Minutos depois, Alberto Fernández subiu ao palco para saudar seus eleitores e defendeu uma “Argentina mais igualitária, que defende a educação pública e a saúde pública” e que privilegie “os que trabalham”. “Que nossos opositores nos ajudem a construir o país das cinzas que nos deixaram”, completou.

Eleito com uma plataforma liberal capaz de recuperar o crescimento econômico e o desenvolvimento do país, Macri deixa a presidência com a inflação descontrolada e mais um ano de recessão a caminho — segundo o Fundo Monetário Internacional, o país deve encolher 1,3% em 2019.

Nos quatro anos de Macri, o desemprego passou da casa dos 5% para mais de 10%. O câmbio, vital no dia-a-dia argentino, passou de 10 para mais de 60 pesos. “A deterioração da situação argentina desempenhou um papel decisivo”, diz Martin Ravazzini, economista da consultoria Ecolatina em Buenos Aires.

No discurso da vitória, ontem, o prefeito eleito de Buenos Aires e ex-ministro da Economia de Cristina Axel Kicillof classificou a situação econômica que o novo governo vai encontrar como “terra arrasada”. A grande dúvida no ar é a estratégia econômica do novo governo. Fernández tem dado indicações de que não vai tirar o país do Mercosul, nem de que dará as costas para credores e investidores internacionais.
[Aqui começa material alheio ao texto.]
PR #2350, opened 2026-08-12
test: cover the TA publish and editor-clearing rules instead of a TODO

tylerecouture:
### What?

Answers the last bare TODO in the quest CRUD tests with four tests, covering both halves of the TA / editor rule in `QuestFormViewMixin.form_valid`.

### Why?

```python
    # TODO
    # TAs should not be able to make a quest published
    # When a quest is published by a teacher, the editor should be removed
```

Both rules are implemented, in `QuestFormViewMixin.form_valid`:

```python
# TA created quests should not be published.
if self.request.user.profile.is_TA:
    form.instance.published = False
    form.instance.editor = self.request.user
# When a teacher makes a form published, remove editor abilities.
elif form.instance.published:
    form.instance.editor = None
```

Neither was covered where it counts.

**The TA half.** `TAQuestForm` only *hides* the fields a TA should not set:

```python
self.fields['published'].widget = forms.HiddenInput()
...
self.fields['editor'].widget = forms.HiddenInput()
```

A hidden input still binds posted data, so the widget is cosmetic: nothing stops a TA from posting `published=on` (or an `editor` of their choosing) by hand. The only thing that does is the view override above. The existing TA tests post `minimal_valid_form_data`, which has no `published` key at all, and `published` is a checkbox, so its absence already means `False`. `assertFalse(new_quest.published)` in `test_quest_create__TA_creates_drafts_and_deletes_own` therefore passed whether or not the guard existed: it was asserting the form default, not the rule.

**The teacher half.** Clearing the editor on publish was covered for *bulk* edit (`test_bulk_edit__publishes_unpublished_quests`) but not for the ordinary "teacher opens the TA's draft, ticks Published, saves" path, which is how it actually happens.

### How?

Four tests, each posting the field the old data left out:

* `test_quest_create__TA_publishing_is_overridden`: a TA posts `published=True` and an `editor` of someone else; the quest is still saved as a draft with the TA as editor.
* `test_quest_update__TA_publishing_their_draft_is_overridden`: same override when a TA saves the draft they own, so publishing stays a teacher's decision.
* `test_quest_update__teacher_publishing_removes_the_editor`: a teacher publishing a TA's draft clears `editor`, and the TA has genuinely lost access (`is_editable(ta)` is False).
* `test_quest_update__teacher_leaving_a_quest_unpublished_keeps_the_editor`: the other side of that `elif`, so the TA keeps the draft they are still working on.

Also factors the repeated three-line TA setup into a `_make_TA()` helper and uses it in the two existing TA tests.

### Testing?

```
Ran 2095 tests in 358.696s

OK
```

`ruff check src` passes.

Checked against broken code, not just passing code:

* disabling the `is_TA` branch fails 3 tests: both new TA tests, and the existing `test_quest_create__TA_creates_drafts_and_deletes_own` (which was catching the editor half, but not the published half).
* disabling the `elif form.instance.published: form.instance.editor = None` branch fails `test_quest_update__teacher_publishing_removes_the_editor`, and nothing else in the class.

`quest_manager/views.py` was restored afterwards; no source file is changed by this PR.

Run against a real Postgres 16 + Redis dev environment, not a mocked one.

N/A, tests only.

### Anything Else?

Tenth in the test-suite cleanup after #2306, #2309, #2321, #2322, #2327, #2333, #2334, #2335 and #2342. #2342 answered the prereq-formset TODOs; this one answers the TA/editor TODO, which was the remaining "we never checked this" note in that file.

If you would rather the hidden fields were removed from `TAQuestForm` outright (so a TA's POST can't even bind them, instead of relying on the view to override), say the word and I will open that as a separate change: it is a behaviour change rather than a test one, so I have kept it out of this PR.

### Review request

@tylerecouture

---

## Summary by CodeRabbit

* **Bug Fixes**
  * Ensured quests created or edited by teaching assistants remain unpublished and retain the teaching assistant as editor.
  * Confirmed teacher publication removes the previous editor assignment.
  * Preserved the teaching assistant’s editor assignment when a teacher leaves the quest unpublished.

* **Tests**
  * Added coverage for quest publishing and editor-assignment scenarios.

### DIFF
--- a/src/quest_manager/tests/test_views.py
+++ b/src/quest_manager/tests/test_views.py
@@ -1871,6 +1871,17 @@ class QuestCRUDViewsTest(ByteDeckTenantTestCase):
             'time_available': "14:30:59",
         }
 
+    def _make_TA(self, username='test_ta'):
+        """Create and return a TA (a student with permission to work on quest drafts).
+
+        Profiles are created automatically by a User post_save signal, so the flag goes on
+        the profile that already exists.
+        """
+        test_ta = User.objects.create_user(username)
+        test_ta.profile.is_TA = True
+        test_ta.profile.save()
+        return test_ta
+
     def test_quest_form__quick_reply_field_below_tags(self):
         """The Quick Reply Text field renders below the Tags field on the quest form (#2114)."""
         self.client.force_login(self.test_teacher)
@@ -1929,9 +1940,7 @@ class QuestCRUDViewsTest(ByteDeckTenantTestCase):
     def test_quest_create__TA_creates_drafts_and_deletes_own(self):
         """TAs can create draft quests (as editor) and delete their own but not others'."""
         # simulate a logged in TA (teaching assistant = a student with extra permissions)
-        test_ta = User.objects.create_user('test_ta')
-        test_ta.profile.is_TA = True  # profiles are create automatically via User post_save signal
-        test_ta.profile.save()
+        test_ta = self._make_TA()
         self.client.force_login(test_ta)
 
         # Can access the Create view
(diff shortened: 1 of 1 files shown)


tylerecouture:
@coderabbitai review

(The automatic pass was skipped by the review limit when this PR opened; the stated cooldown has elapsed.)

---

tylerecouture:
Thanks for the review. Leaving the one nitpick (Args/Returns block on `_make_TA`) as is: the first line already says "Create and return a TA", and `username='test_ta'` is a self-describing default, so a Google-style block would add three lines without adding information. Test helpers in this suite use short prose docstrings, and pushing a docstring-only commit would cost a full CI run and another review pass on an already-approved PR for no behavioural gain. Happy to add it if you would rather the helpers be uniform, @tylerecouture.

---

O país contraiu em 2018 empréstimos de 57 bilhões de dólares com o FMI, cujos pagamentos começarão a vencer em 2021 e 2022, no meio do próximo mandato. Na madrugada de hoje o Banco Central argentino anunciou medidas emergenciais para conter o dólar: a venda está limitada a 200 dólares por homebanking e 100 dólares em efetivo para pequenos poupadores por mês.

Analistas políticos preveem uma equipe econômica mais alinhada a Néstor Kirchner, marido de Cristina que presidiu o país até 2007. Por uma coincidência histórica, Fernández foi eleito no mesmo dia em que o ex-marido de Cristina morreu, 27 de outubro de 2010.

A condução política e as relações com o Congresso também pode ter mais o estilo de Néstor, de quem Fernández era homem de confiança, que de Cristina, com quem o presidente eleito já brigou no passado. Mas a vice-presidente terá um papel para nada figurativo. Como prevê a constituição, ela será também presidente do Senado, casa que deve concentrar as principais batalhas do governo de Fernández.

No discurso da vitória, ontem, Cristina falou antes de Fernández, e pediu que seus eleitores não vaiassem Macri, e que tomassem “todas as medidas possíveis” para aliviar a “dramática” situação econômica do país até o dia da posse, 10 de dezembro. Na sequência, emendou uma contundente crítica aos “projeto neoliberais que tanto dor nos causaram”. A chapa eleita vai seguir causando calafrios a investidores dia após dia, tanto antes como após 10 de dezembro.